Olayın hepsi parayla pulla da ilgili değil. Kadınların kendilerine güveni de gelmiş. Daha bir ve girişimci olmuşlar. Örnek mi? Toplaşıp
Koç Üniversitesi Rumeli Feneri kampüsüne gitmişler. Öğrencileri kandırıp çocuklarına etüt sınıfı açmışlar. Bundan sonra çocuklara ödevlerini Koç Üniversitesi öğrencileri yaptıracakmış. Daha ne olsun?
HAMSİ AĞINDAN PLAJ ELBİSESİDeniz Mercan’ın Lu-Fear koleksiyonu için şapka, mayo, bikini ve tığ işi yapan kadınlar balıkçı filelerinden plaj elbisesi de işlemiş. Hamsi, palamut ve torik ağını evde boyayıp elbiseye çevirmişler.
BALIK VE YÜZGEÇ FORMUNU KULLANDI
Deniz Mercan, yeni koleksiyonu ‘LU-fear’de konsepti olan lüfer balığı ve deniz renklerini kullanıyor. Koleksiyonun ana rengi metalik griye, saks, turkuaz, mercan rengi, koyu sarı, beyaz ve siyah eşlik ediyor.

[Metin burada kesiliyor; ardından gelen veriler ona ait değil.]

PR #45, opened 2020-10-28
utils: Add cosaBuild and unitTest

ravanelli:
Make the cosa build process with unit tests available
in utils

### DIFF
--- a/vars/utils.groovy
+++ b/vars/utils.groovy
@@ -1,7 +1,48 @@
+def cosaBuild(params = [:]) {
+// Available parameters:
+//     gitInstall:         boolean -- install git package
+//     gitClone:           boolean -- clone cosa
+//     skipUnitTest:       boolean -- do not run unit tests
+    stage("Build Cosa") {
+        if (params['gitInstall']) {
+            shwrap(""" dnf install -y git """)
+        }
+
+        if (params['gitClone']) {
+            shwrap("""
+                git clone https://github.com/coreos/coreos-assembler.git
+                cd coreos-assembler && git submodule update --init
+                ./build.sh
+            """)
+        } else {
+            shwrap("""
+                git submodule update --init  && ./build.sh
+            """)
+       }
+       shwrap("""
+           rpm -qa | sort > rpmdb.txt
+       """)
+       archiveArtifacts artifacts: 'rpmdb.txt'
+    }
+
+    if (!params['skipUnitTest']) {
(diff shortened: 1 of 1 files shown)


jlebon:
Hmm, I'm confused why these should belong here. Instructions to build and unit test cosa itself should live as part of the codebase in https://github.com/coreos/coreos-assembler.

darkmuggle:
@jlebon so you see CI lib as the place for running CI and the COSA commands should be inside COSA exclusively? Looking over COSA Lib there's plenty of specific things to COSA (i.e. kola here.) The line is a bit....blurred.

I *think* that have the ability to start COSA and import the libs to run COSA is fine.

jlebon:
Running `cosa` commands like `cosa kola`, `cosa build`, etc... is totally fine because they're "CLI APIs" for building and testing the target OS. But building and unit testing cosa itself is more tied to the codebase.

There's some APIs which we can use to abstract it away (see how for example `fcosBuild` supports doing `make && make install DESTDIR=...`) and I could imagine a `make()` step here if wanted to go that route (PAPR for example did this: https://github.com/projectatomic/papr/blob/master/docs/sample.papr.yml#L141-L160). But having business logic for building and testing a specific codebase seems out of place here. (I agree cosa is special for us though, but still... conceptually that knowledge belongs better alongside the code itself; for example, it naturally gets forked when we branch for OCP releases.)

Maybe another way to frame this: this shared lib isn't a "cosa library", it's a "CoreOS CI library". E.g. the `pod` step here totally supports using whatever image you want and not run cosa at all. Though of course, because we use cosa heavily across the projects, there's a lot of sugar for that path.

Hope that makes sense!

ravanelli:
> Running `cosa` commands like `cosa kola`, `cosa build`, etc... is totally fine because they're "CLI APIs" for building and testing the target OS. But building and unit testing cosa itself is more tied to the codebase.
> 
I think we also need to define what is business logic in this case. IHMO
The `make` and `test` are tied to the CI and not to the codebase, since cosa have it's own [build.sh](https://github.com/ravanelli/coreos-assembler/blob/master/build.sh) What the lib is doing is touching the [cci.jenkinsfile](https://github.com/ravanelli/coreos-assembler/blob/master/.cci.jenkinsfile) that is only related to the CI process, it will not change the business logic.

ravanelli:
I'm closing it since we decided to not add cosa logic here.

PR #47, opened 2020-10-30
pod: add support for configMaps

jlebon:
We'll need this in order to move from the old world (of hardcoding
everything in a `pod.json` file in the git repo) to the new world (where
we only mount what we actually need for a given pod).


dustymabe (approved):
LGTM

Deniz üzerindeki ışıltılardan esinlenerek pleksiglastan gümüş ve altın rengi aksesuvarlarla büyüklü küçüklü incilerin kullanılarak süslendiği mayolar, deniz giysisinde houte couture modasının öncülüğünü yapıyor. Triko plaj giysileri ve mayoların önemli bir yer tuttuğu, balık ve balık yüzgeci formunun kullanıldığı koleksiyonda ayrıca; organza, devore, elde boyanmış pareolar, tül, neopren ve balık derisini andıran jakard kumaşlar da kullanılıyor. Mat ve parlak kumaşların kombinasyonuyla birlikte, selofan (seffaf iplik), viskon, koton ve keten karışımı ipliklerin kombinasyonu da koleksiyonunun ana parçalarını oluşturuyor. Deniz Mercan’ın yüksek kesimli olimpionik tek parca mayo ve straples bikinilerinin formları 80’li yılların dinamizmini hatırlatıyor. Koleksiyonun diğer önemli parçalarıysa yelekler, parlak taytlar ve dalgıç giysileri...
EŞ DEĞİŞTİKÇE ÜLKE DE DEĞİŞİYOR Deniz Mercan 1962’de doğdu. Tasarım eğitimini MSÜ Güzel Sanatlar Fakültesi Tekstil Ana Sanat Dalı’nı 1985’de bitirerek tamamladı. 1986’da İtalya’ya yerleşti, çünkü bir İtalyan’la evlendi. İtalya’daki kariyeri boyunca Valentino’dan Armani’ye, Pink Beach’den Cerruti’ye kadar pek çok markada tasarımcı olarak çalıştı. 18 yıl sonra eşinden ayrılıp Hollanda’ya taşındı. Bu kez bir Hollandalı’ya aşık oldu. Yedi yıldır Hollanda’da yaşıyor. 18 yaşında Sofia isminde, ‘En önemli projem’ dediği bir kızı var. Sofia beş dil konuşuyor. Deniz Mercan Türkiye’deki markalar için de moda danışmanlığı yapıyor ve hazır giyim olduğu kadar aksesuvar, iç çamaşırı ve mayoya uzanan geniş bir yelpazede koleksiyonlar hazırlıyor.